Visualizing Mevalonate Kinase

Tom Goddard
January 14, 2009

Demonstration for Lincoln High School SMART team which is making a 3d physical model of mevalonate kinase.

Outline

• stereo projector, LCD glasses
• human engineered nanomachines are not like proteins
• mevalonate kinase, 2r3v, why 4 copies
• crystal packing, multiscale 3x3x3 unit cells, resize surfaces smaller
• monomer, dimer, tetramer -- how do you know?
• density map, look for missing part of sequence
• space navigator
• hand docking mevalonate into protein, find clashes, space nav + mouse.

Human engineered nano-machines, not like proteins

PDB models from the Institute for Molecular Manufacturing page of diamondoid molecular machine parts.

• A pump selective for neon
• A molecular differential gear
• A fine-motion controller for molecular assembly

Differential gear

This is a nano version of the differential in a car that drives the two rear wheels allowing them to rotate by different amounts when turning the car.

Show diffGear.pdb.
Select half and hide atoms.
Select individual atoms, use sc shortcut to extend to connected atoms, and da to display.
Use move selection mouse mode to move individual parts out for better viewing.

Mevalonate Kinase

PDB 2r3v. Sphere. Rainbow chain (rc).
What are red balls?  Water (oxygen = red).
Menu Select / Residue / HOH.
Menu Actions / Color / Cornflower blue.

What species is this protein from?
PDB header says Homo Sapiens.
Show in text editor.

Why 4 copies of the enzyme?
Crystal had about 1000 trillion (~1 mm^3 in size) tiled copies of these 4 shapes.
They have slightly different neighbor contacts.

Crystal packing

Multiscale 3x3x3 crystal unit cells.
Select all (sa).  Color to match chain atoms (c=).
To see original 4 copies shrink the others.
Select one surface, up arrow key, resize mouse mode (sz), drag right mouse button.

Show stack of planes edge on.
Drag select plane containing original copies.  Hide other chains.
Show single crystal plane face on.

Do copies stick to each other in cells?

PDB header says chains A,B probably form a dimer.
"Dimer" means a natural state in cells is 2 copies stuck to each other.
How is that determined?
Contacting surface area between two copies is large.
Experiments are needed to confirm that prediction.

End-to-end pair is dimer.
Side-by-side pair is not dimer.
Notice contacts are just small patches in side-by-side pair.  Like finger tips touching.

Look at monomer.
Select chain A, round ribbon (rr), color by secondary structure (c2),
  invert selection (is), hide atoms (ha)
How many ends of the ribbon?  Four.
Mouse over shows break 76-79 missing.
Why are these missing?

Crystallographic density map

Atom positions were determined by diffracting x-rays through crystal.
Example diffraction pattern below is for crystalized rhinovirus.
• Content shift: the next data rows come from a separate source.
PR #78, opened 2022-09-26
Basic config system

### LINKED ISSUE #63: Set up a basic config system
We need a consistent way to configure runs of the model.

We ideally want a system that can read in multiple files, and consolidate them into a single configuration object. This would allow users to change small parts of the configuration without having to make edits to a single massive file. We also want to validate the configuration files to ensure that all expected config items are provided, that no items are duplicated, and that all items have the correct type. To do this we will define a `json` schema with the expected types, which will then used to validate the contents of a set of `toml` config files. If validation is successful a combined `toml` config should be saved for future reference, and a `ConfigObject` should be produced which can be used to start the process of initialising a set of model runs.

Considered using `strictyaml` rather than `toml`, but decided against as it seems less well supported. 

**Additional context**
At some point we need to define a command line option that allows the user to set the folder to look for config files in, but that is almost certainly beyond the scope of this issue.

jacobcook1995:
# Description

I've written a basic configuration system. The idea with this system is that it validates the most basic properties of the configuration settings, e.g. is the parameter specifying a path to some climate data a string, leaving more advanced/specific validation to downstream functions.

The system takes in a path to a user provided folder and then either loads in all `toml` files in this folder, or loads in a set of user specified `toml` files from this folder. Checks are then done to ensure that these files exist, are formatted correctly and that the lowest level tags are not defined more than once across the files. The contents of these files are then validated using [`json_schema`](https://python-jsonschema.readthedocs.io/en/stable/). These schema are defined in the `__init__`'s of each module (i.e. `plants` and `core`), and added to a schema registry. The relevant schema for a particular configuration setup are read from this registry and combined into a single schema. This combined schema enforces that properties not included in the schema are invalid. Provided this schema passes the quality/sanity checks, it is then used to validate the configuration data. If this passes the combined configuration data is written out as a `toml` file (adds a requirement for [`tomli_w`](https://pypi.org/project/tomli-w/)), and is also saved to a globally accessible dictionary (called `COMPLETE_CONFIG`).

This system has previously been discussed in #68. I've tried to take the discussion from there onboard but I'm sure there's more that needs doing/agreeing.

Fixes #63 

## Type of change

## Key checklist

## Further checks


virtual_rainforest/core/config.py
```diff
@@ -0,0 +1,254 @@
...
+
+    if len(modules) != len(set(modules)):
+        LOGGER.critical(
+            f"The list of modules to configure given in the core configuration file "
+            f"repeats {len(modules) - len(set(modules))} names!"
+        )
+        return None
+
+    # Construct combined schema for all relevant modules
+    comb_schema: dict = {}
```
dalonsoa, line 188: For this you might want to consider [ChainMap](https://docs.python.org/3/library/collections.html#collections.ChainMap), as a more elegant solution to combine python dictionaries.

virtual_rainforest/plants/__init__.py
```diff
@@ -0,0 +1,43 @@
+from virtual_rainforest.core.config import register_schema
+
+
+@register_schema("plants")
+def schema():
```
dalonsoa, line 5: As above, I will definitely put this in a JSON file and read it from it.

dalonsoa (changes requested):
Overall, the purpose looks good as well as the overall architecture, but the implementation needs some refinements. I will review the tests once my comments are actioned (which might mean ignored, of course).

virtual_rainforest/core/config.py
```diff
@@ -0,0 +1,254 @@
...
+
+# Dictionary to store schema registry
+SCHEMA_REGISTRY: dict = {}
+
+
+def register_schema(module_name: str) -> Callable:
+    """Decorator function to add configuration schema to the registry."""
+
+    def wrap(func: Callable):
+        SCHEMA_REGISTRY[module_name] = func()
```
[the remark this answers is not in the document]
davidorme: Or overwrite existing `module name` and warn? That's what I'm currently using in the grid registry.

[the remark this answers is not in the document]
davidorme: I also think this would be a good place to validate the schema itself:

https://python-jsonschema.readthedocs.io/en/stable/api/jsonschema/protocols/#jsonschema.protocols.Validator.check_schema

I don't know whether we use a specific versioned validator or just the default, but not adding malformed schemas to the registry seems like a good built in developer safeguard.

tests/fixtures/all_config.toml
```diff
@@ -0,0 +1,14 @@
+[config.core]
```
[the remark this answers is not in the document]
jacobcook1995: Yeah I think this doesn't make sense, and adds needless complexity to the JSON schema to boot. I'll switch to the simpler naming scheme

virtual_rainforest/core/__init__.py
```diff
@@ -0,0 +1,67 @@
+from virtual_rainforest.core.config import register_schema
+
+
+# This is definitely a bit questionable, its basically here to make sure that the plants
+# module is imported somewhere when tests are run, this ensures that the plant schema is
+# added to testing. I don't think this is the best or right way to do something like
+# this, but couldn't come up with a better way to do it
+# TODO - Think of a better solution for this
```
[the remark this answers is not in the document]
davidorme: One design consideration here might be conditional loading of schemas. As `vr` gets more complex, we could end up with more and more schema, and loading and validating them on request via the user configuration rather than hard coding them all  via `__init__.py` might be an advantage. 

Another thing is that we probably want that system in `__init__.py` to automatically discover schemas, rather than extensions having to manually add schema loading for `my_new_plant_module`.

But - that is all longer term.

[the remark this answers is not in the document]
jacobcook1995: The test functions also do not use `schema` directly, they just need the schema registry to have be populated with the appropriate schema, so that the functions being tested can read the schema from there. So run into the same `flake8` pre-commit problem if I import there

virtual_rainforest/core/__init__.py
```diff
@@ -0,0 +1,67 @@
...
+    from virtual_rainforest.plants import schema
+
+    return schema
+
+
+load_plants_schema()
+
+
+@register_schema("core")
+def schema():
```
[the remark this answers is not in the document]
dalonsoa: I really encourage you to use `Path` from [`pathlib`](https://docs.python.org/3/library/pathlib.html) instead of the functionality in `os` for path related operations. It is really the best practice nowadays and the preferred approach in the community. The above will look like:

```python
from pathlib import Path

config_schema = Path(__file__).parent.resolve() / "plant_schema.json"
```
which I hope you agree is more readable and cleaner. It's `glob` capabilities are also more easy to deal with for pattern matching filenames.

And yes, JSON file in the same directory than the relevant module.

virtual_rainforest/core/__init__.py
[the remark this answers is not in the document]
dalonsoa: That particular error `F401` is sensible to ignore as the import is for a very good reason. So in those cases you just add `noqa` at the end like:
```python
from virtual_rainforest.plants import schema  # noqa
```

virtual_rainforest/core/__init__.py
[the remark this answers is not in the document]
davidorme: I very much like that `/` operator!

davidorme (changes requested):
I agree with @dalonsoa - big picture looks good, but some tweaks needed

virtual_rainforest/core/config.py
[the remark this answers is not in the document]
jacobcook1995: I would probably lean towards using a critical error rather than a warning here. Basically think in cases where a `module name` is repeated non-sensical errors downstream are all but guaranteed if the configuration process is continued.

jacobcook1995:
I've attempted to address all the comments, and to extend the testing to cover the new (easier to test) structure. Let me know what you think

virtual_rainforest/core/config.py
```diff
@@ -0,0 +1,362 @@
...
+
+
+def check_outfile(output_folder: str, out_file_name: str) -> None:
+    """Check that final output file is not already in the output folder.
+
+    Args:
+        output_folder: Path to a folder to output the outputted complete configuration
+            file to
+        out_file_name: The name to save the outputted complete configuration file under
+    """
```
dalonsoa, line 89:
```suggestion
    Args:
        output_folder: Path to a folder to output the outputted complete configuration
            file to
        out_file_name: The name to save the outputted complete configuration file under
    Raises:
        OSError: If the final output file already exist.
    """
```

virtual_rainforest/core/config.py
```diff
@@ -0,0 +1,362 @@
...
+                if len(toml_files) != 0:
+                    files.extend(toml_files)
+                else:
+                    empty_fold.append(path)
+            else:
+                files.append(Path(path))
+
+        else:
+            # Add missing path to list of missing paths
+            not_found.append(path)
```
dalonsoa, line 133: I think this can be un-nest a little bit:
```suggestion
        if p.is_dir():
            toml_files = list([f for f in p.glob("*.toml")])
            if len(toml_files) != 0:
                files.extend(toml_files)
            else:
                empty_fold.append(path)
        elif p.is_file():
            files.append(p)

        else:
            # Add missing path to list of missing paths
            not_found.append(path)
```

virtual_rainforest/core/config.py
```diff
@@ -0,0 +1,362 @@
...
+    return None
+
+
+def collect_files(cfg_paths: list[str]) -> list[Path]:
+    """Collect all toml files from a user specified list of files and directories.
+
+    Args:
+        cfg_paths: A path or a set of paths that point to either configuration files, or
+            folders containing configuration files
+    """
```
dalonsoa, line 110: Add the possible exceptions this function might raise.

virtual_rainforest/core/config.py
```diff
@@ -0,0 +1,362 @@
...
+
+    # Preallocate file list
+    files = []
+    not_found = []  # Stores all invalid paths
+    empty_fold = []  # Stores all empty toml folders
```
dalonsoa, line 115: Not totally sure if these lists will store `Path`, `str` or a mixture of both. Maybe add some type annotations here?

virtual_rainforest/core/config.py
```diff
@@ -0,0 +1,362 @@
...
+    """
+
+    # Preallocate container for file names and corresponding dictionaries
+    file_data: list[tuple[Path, dict]] = []
+    conflicts = []
+
+    # Load all toml files that we want to read from
+    for file in files:
+        # If not then read in the file data
+        with open(file, "rb") as f:
```
dalonsoa, line 175:
```suggestion
        with file.open("rb") as f:
```

virtual_rainforest/core/config.py
```diff
@@ -0,0 +1,362 @@
...
+    """Load in a set of toml files checking that no tags are repeated.
+
+    This function also ensure that no tags are repeated across different toml files.
+
+    Args:
+        files: List of files to be read in and checked for overlapping tags
+    """
+
+    # Preallocate container for file names and corresponding dictionaries
+    file_data: list[tuple[Path, dict]] = []
```
dalonsoa, line 169: I'd make this a dictionary because then it is easier to handle and merge the items:
```suggestion
    file_data: dict[Path, dict] = {}
```

virtual_rainforest/core/config.py
```diff
@@ -0,0 +1,362 @@
...
+        with open(file, "rb") as f:
+            try:
+                toml_dict = tomllib.load(f)
+                # Check for repeated entries across previous nested dictionaries
+                for item in file_data:
+                    repeats = check_dict_leaves(item[1], toml_dict, [])
+                    for elem in repeats:
+                        conflicts.append((elem, file, item[0]))
+
+                file_data.append((file, toml_dict))
```
dalonsoa, line 184: if changed to a dict:
```suggestion
                file_data[file] = toml_dict
```

virtual_rainforest/core/config.py
```diff
@@ -0,0 +1,362 @@
...
+    for file in files:
+        # If not then read in the file data
+        with open(file, "rb") as f:
+            try:
+                toml_dict = tomllib.load(f)
+                # Check for repeated entries across previous nested dictionaries
+                for item in file_data:
+                    repeats = check_dict_leaves(item[1], toml_dict, [])
+                    for elem in repeats:
+                        conflicts.append((elem, file, item[0]))
```
dalonsoa, line 182: If changed to a dict:
```suggestion
                for existing_file, existing_dict in file_data.items():
                    repeats = check_dict_leaves(existing_dict, toml_dict, [])
                    for elem in repeats:
                        conflicts.append((elem, file, existing_file))
```

virtual_rainforest/core/config.py
```diff
@@ -0,0 +1,362 @@
...
+        msg = "The following tags are defined in multiple config files:\n"
+        for conf in conflicts:
+            msg += f"{conf[0]} defined in both {conf[1]} and {conf[2]}\n"
+        msg = msg[:-1]
+        log_and_raise(msg, RuntimeError)
+
+    # Merge everything into a single dictionary
+    config_dict: dict = {}
+    for item in file_data:
+        dpath.util.merge(config_dict, item[1])
```
dalonsoa, line 204: And here is where we use ChainMap:

```suggestion
    from collections import ChainMap  # This imported at the top
    config_dict = ChainMap(*file_data.values())
```

virtual_rainforest/core/config.py
```diff
@@ -0,0 +1,362 @@
...
+
+
+def load_in_config_files(files: list[Path]) -> dict:
+    """Load in a set of toml files checking that no tags are repeated.
+
+    This function also ensure that no tags are repeated across different toml files.
+
+    Args:
+        files: List of files to be read in and checked for overlapping tags
+    """
```
dalonsoa, line 166: Add relevant execeptions here

virtual_rainforest/core/config.py
```diff
@@ -0,0 +1,362 @@
...
+    for module in modules:
+        if module in SCHEMA_REGISTRY:
+            try:
+                m_schema = SCHEMA_REGISTRY[module]["properties"][module]
+            except KeyError as err:
+                log_and_raise(
+                    f"Schema for {module} module incorrectly structured, {err} key "
+                    f"missing!",
+                    KeyError,
+                )
```
dalonsoa, line 261: If schemas are checked when added to the registry, then this is not needed, rigth?

virtual_rainforest/core/config.py
```diff
@@ -0,0 +1,362 @@
...
+                comb_schema = SCHEMA_REGISTRY[module]
+            # Otherwise only save truncated part of the schema
+            else:
+                comb_schema["properties"][module] = m_schema
+                # Add module name to list of required modules
+                try:
+                    comb_schema["required"].append(module)
+                except KeyError:
+                    log_and_raise(
+                        f"The schema for {modules[0]} does not set the module as a "
```
dalonsoa, line 273:
```suggestion
                        f"The schema for {module} does not set the module as a "
```

virtual_rainforest/core/config.py
```diff
@@ -0,0 +1,362 @@
...
+                )
+            # Store complete schema if no previous schema has been added
+            if comb_schema == {}:
+                comb_schema = SCHEMA_REGISTRY[module]
+            # Otherwise only save truncated part of the schema
+            else:
+                comb_schema["properties"][module] = m_schema
+                # Add module name to list of required modules
+                try:
+                    comb_schema["required"].append(module)
```
dalonsoa, line 270: If `comb_schema["required"]` is a list, I don't see how this might fail. I don't think a `try... except` block is needed.

virtual_rainforest/core/config.py
```diff
@@ -0,0 +1,362 @@
...
+                    )
+        else:
+            log_and_raise(
+                f"Expected a schema for {module} module configuration, it was not "
+                f"provided!",
+                RuntimeError,
+            )
+
+    p_paths = []
+    p_len = len("/properties")
```
dalonsoa, line 285: Not needed.

virtual_rainforest/core/config.py
```diff
@@ -0,0 +1,362 @@
...
+    # Recursively search for all instances of properties in the schema
+    for (path, value) in dpath.util.search(comb_schema, "**/properties", yielded=True):
+        if path == "properties":
+            p_paths.append("")
+        else:
+            size = len(path)
+            p_paths.append(path[: size - p_len])  # Strip out final "/properties"
```
dalonsoa, line 292:
```suggestion
        p_paths.append("" if path == "properties" else path.replace("/properties", ""))
```

virtual_rainforest/core/config.py
```diff
@@ -0,0 +1,362 @@
...
+    saved in toml format in the specified configuration file folder. This configuration
+    is finally used to populate the global `COMPLETE_CONFIG` dictionary.
+
+    Args:
+        cfg_paths: A path or a set of paths that point to either configuration files, or
+            folders containing configuration files
+        output_folder: Path to a folder to output the outputted complete configuration
+            file to
+        out_file_name: The name to save the outputted complete configuration file under.
+    """
```
dalonsoa, line 325: Add possible exceptions this will raise.

dalonsoa (changes requested):
Now it looks much, much better. Great work. I've made a bunch of suggestions about improving the code, mostly related to readability and conciseness. I might need to give another pass - specially to tests once you're done.

virtual_rainforest/core/config.py
jacobcook1995: The schema checking when adding to the registry just checks whether the schema is a valid JSON schema. This catches a bit more, i.e. whether the schema contains the keys we require which could be missing from an otherwise valid schema. I could move this check to the schema registry decorator if that's a better place for it?

dalonsoa: I think it makes sense. If the schema MUST have those keys, then the schema is just not valid without them, so it should not be registered to start with, right?

virtual_rainforest/core/config.py
jacobcook1995: At the moment no check is performed that the "required" tag is actually included in a schema, so if the first schema is missing it then this step will fail. This might be better handled by a check that the "required" key is included in every schema actually, particularly as schema loading order changing could errors to suddenly appear with the current setup

virtual_rainforest/core/logger.py
```diff
@@ -0,0 +1,31 @@
...
+It is very likely to be further extended in future.
+"""
+
+import logging
+from typing import Type
+
+LOGGER = logging.getLogger("virtual_rainforest")
+
+
+def log_and_raise(msg: str, exception: Type[Exception], extra: dict = None) -> None:
```
dalonsoa, line 16: I think you can do this in one go using `LOGGER.error`. See example https://stackoverflow.com/a/37992988
That would save this whole function.

tests/test_config.py
```diff
@@ -0,0 +1,314 @@
...
+def test_final_validation_log(caplog, expected_log_entries):
+    """Checks that validation passes as expected and produces the correct output."""
+
+    config.validate_config(["tests/fixtures"], out_file_name="complete_config")
+
+    # Remove generated output file
+    # As a bonus tests that output file was generated correctly + to the right location
+    Path("./complete_config.toml").unlink()
+
+    print(caplog)
```
dalonsoa, line 269: Provably needs to be removed. Print statements in tests are useful only for debug purposes

tests/test_config.py
```diff
@@ -0,0 +1,314 @@
...
+    """Check errors in finding module schema."""
+
+    # Check that find_schema fails as expected
+    with pytest.raises(expected_exception):
+        config.find_schema(config_dict)
+
+    log_check(caplog, expected_log_entries)
+
+
+@pytest.mark.parametrize(
```
dalonsoa, line 215: There is only one case... why do you parametrize?

tests/test_config.py
```diff
@@ -0,0 +1,314 @@
...
+            ["d1.d2.d3", "d1.d2.d4"],
+        ),
+    ],
+)
+def test_check_dict_leaves(d_a, d_b, overlap):
+    """Checks overlapping dictionary search function."""
+    assert overlap == config.check_dict_leaves(d_a, d_b, [])
+
+
+@pytest.mark.parametrize(
```
dalonsoa, line 40: There is only one case... why do you parametrize?

dalonsoa (approved):
Looks really good, now! You're a pro of parametrised testing! I've left a few comments, but no blockers so happy to approve.

tests/test_config.py
jacobcook1995: Ahh yeah I missed that!

virtual_rainforest/core/logger.py
jacobcook1995: Would it halt the execution of the program? Because I guess the advantage of defining this function is that it lets you log an error and halt the program with a single function call, rather than having to call `LOGGER.error` followed by `raise OSError` every time?

dalonsoa: You're right. It does not raise thee exception. So, good as it is!

tests/test_config.py
```diff
@@ -0,0 +1,314 @@
...
+            KeyError,
+        ),
+        (
+            "bad_module_3",
+            {"type": "object", "properties": {"bad_module_3": {}}},
+            KeyError,
+        ),
+    ],
+)
+def test_register_schema_errors(schema_name, schema, expected_exception):
```
jacobcook1995, line 305: @dalonsoa  I also had a quick question on this test. I could work out how to test that the decorator raised the correct error type in response to bad input, but couldn't work out how to check the error message in the log (which would contain info on what key was missing). I was wondering if you had any advice/pointers here?

virtual_rainforest/core/logger.py
davidorme: Phew! This function is lifted from another project that @jacobcook1995 and I work on 😄

tests/test_config.py
davidorme: You want to capture the exception:

```
with pytest.raises(expected_exception) as err:
```

And then you can use `str(err)`.

jacobcook1995: Hmmm `str(err)` doesn't seem to return a message here instead it returns `'<ExceptionInfo for raises contextmanager>'`, I think something about testing a decorator throws it off. `caplog` also didn't behave as I expected it to here

jacobcook1995: Comparing `caplog` works only if it's not contained by the `with:` statement, but that is a workable solution

davidorme (approved):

Density map for PDB 2r3v available from PDB web page.
Density map shows all copies of protein.
Show density just around chain A.
Select chain A.  Volume dialog zone, radius 3 Angstroms.

Show map just around break in chain (76-79).
Select residues 65-90 (select :65-90.A).
Volume dialog zone. Actions / Focus.  Radius 5 Angstroms.  Mesh.  Transparent.
Show side chains (da).
Loops at surface of protein are sometimes floppy and have different
  shapes in the many molecules in the crystal smearing out the density.

Binding of mevalonate

Structure 2r3v does not have mevalonate bound.
Another mevalonate kinase structure 2oi2 has diphosphomevalonate.

Display clashes.
Select chain het.
Used Tools / Structure Analysis / Find CLashes, designate selected atoms, vdw overlap 0, continuous update.
Use move selection mouse mode to move just mevalonate.
Actions / Set Pivot.
Use space navigator to move full structure.

If you had a structure without mevalonate you might try to place it by hand.